Andrew’s relaxing a little more now. ‘I think she was the product of my grandpa’s one and only hetero fling. She wasn’t too cool about it while I was a kid. You know, Swan Hill folks all knew that Grandpa was in the city and in and out of psych hospitals, getting “cured”.’
‘Cured?’
‘It sounds like weird science fiction now, the cruel stuff they did. Aversion therapy. Electro-shock therapy. Imagine doctors injecting you with poisons to make you throw up when they flash a photo of a good-looking man on a screen! Or passing electric volts through you when that picture went up. Or cutting out the bits of your brain that supposedly made you gay. All in the name of science.’
So there was much more to Dennis’s story. I didn’t know what he’d suffered. Andrew’s getting worked up and it’s making him forget about being shy. I want to soothe him, distract him.
‘I didn’t know. I’m sorry. It sounds like some Hammer Horror movie.’ Now he’ll think I’m a nerd. If I’d said something like that to a guy like Scott, I’d get a sneer and a condescending pat on my head.
But Andrew smiles. He even knows what I’m talking about. ‘Yeah, one of those 1960s Christopher Lee, Vincent Price flicks! Wish it was that unreal. Now he’s got the shakes, and his brain does these little glitches. He’s also got stomach cancer, probably from the poison crap they got him to swallow so he
’d throw up.’
‘How would you handle having all that happen to you? Wouldn’t you just get all bitter and twisted?’

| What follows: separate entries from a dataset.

Issue #7036, opened 2015-10-01
Tumblr: No Format selection / Gets low-res video only


Hrxn:
This applies to all videos on Tumblr which have that nice 'HD' button in the lower right corner.

Tumblr now serves two different videos (two different files), or maybe even more, don't know about their API or backend.

2015-10-04:
~~I found an example: http://larastonesbitch.tumblr.com/post/130035771559/honestlyiconic~~
Great. Just a few days later, and that blog already moved..
Example is now here, it seems: http://larastoneswitch.tumblr.com/post/130035771559/honestlyiconic

    youtube-dl --get-url http://larastoneswitch.tumblr.com/post/130035771559

gives us this link:
https://www.tumblr.com/video_file/130279545660/tumblr_nvda1gkdqg1uqlov4/480
*(To get the file: Right-click, save link as)*

You will get a .mp4 file.

If you use this direct link:
https://www.tumblr.com/video_file/130279545660/tumblr_nvda1gkdqg1uqlov4

You get a different .mp4 file. Still the same video, but higher resolution (better quality)

*(You can also click the links directly, the video gets now played in your browser (usually), but you can clearly see the different videos/files/resolutions)*

Please note: The quality in general isn't that great in my example here, but this was just the first video I found that had the HD button.

**Edit:**

This video is SFW. Looks like a short clip from an older Victoria's Secret Fashion Show, I think.
Finding a NSFW video would have been faster, though ;-)

Hrxn:
For the record:

The old example link is not longer working anymore.

The post with the video has moved here: http://larastoneswitch.tumblr.com/post/130035771559/honestlyiconic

Andrew shrugs. ‘Sometimes I hear him cry at night. Like he’s reliving something. Sometimes when he used to go back to Swan Hill and see folks staring at him he’d get angry. Or when he’d hear that kids at school had been hassling me ’cos their grandparents had told them about my insane perverted grandpa. But he was a good lawyer, and I think he put his anger into stopping injustices happening to others. I can’t begin to figure what it must’ve been like trying to come out back then. He told me how Oscar Wilde called it “the love that dare not speak its name”.’
He sighs, crosses his legs at the ankles and hugs his knees. Meanwhile, I’m thinking I didn’t know straight guys who could quote Oscar Wilde actually existed. He looks at me. ‘Do your friends at school know about your uncle?’
‘No way. But then I didn’t know about my uncle till I got here.’
‘He’s real cool. So’s Wei Lee.’
‘Yeah, I think so. One of my best friends at school has a lesbian mum.’
‘That must be hell. Not having a lesbian mum but …’
I laugh. ‘I know what you mean.’
‘I know that some guys think I must be gay, that “it’s in my genes” sort of thing. Or ’cos I like reading and I’m not into the footy or anything much like that.’
‘So what if you were gay? Shouldn’t matter,’ I say coolly, while in my head I’m on my knees saying thanks to the heavens for making Andrew straight.
We talk about school and what they don’t teach you, about friends and what you can’t tell them, about plans for the future and how life kind of springs up on you anyway. Soon an hour’s passed, we’re still chatting and there’s been no need for a DVD. Then out of the blue comes the question. ‘Do you have a boyfriend?’
I’ve almost been lulled into thinking Andrew has no interest in me apart from someone to share family deviations with. ‘Umm, no. Well, I did till about a week ago. But that ended in disaster.’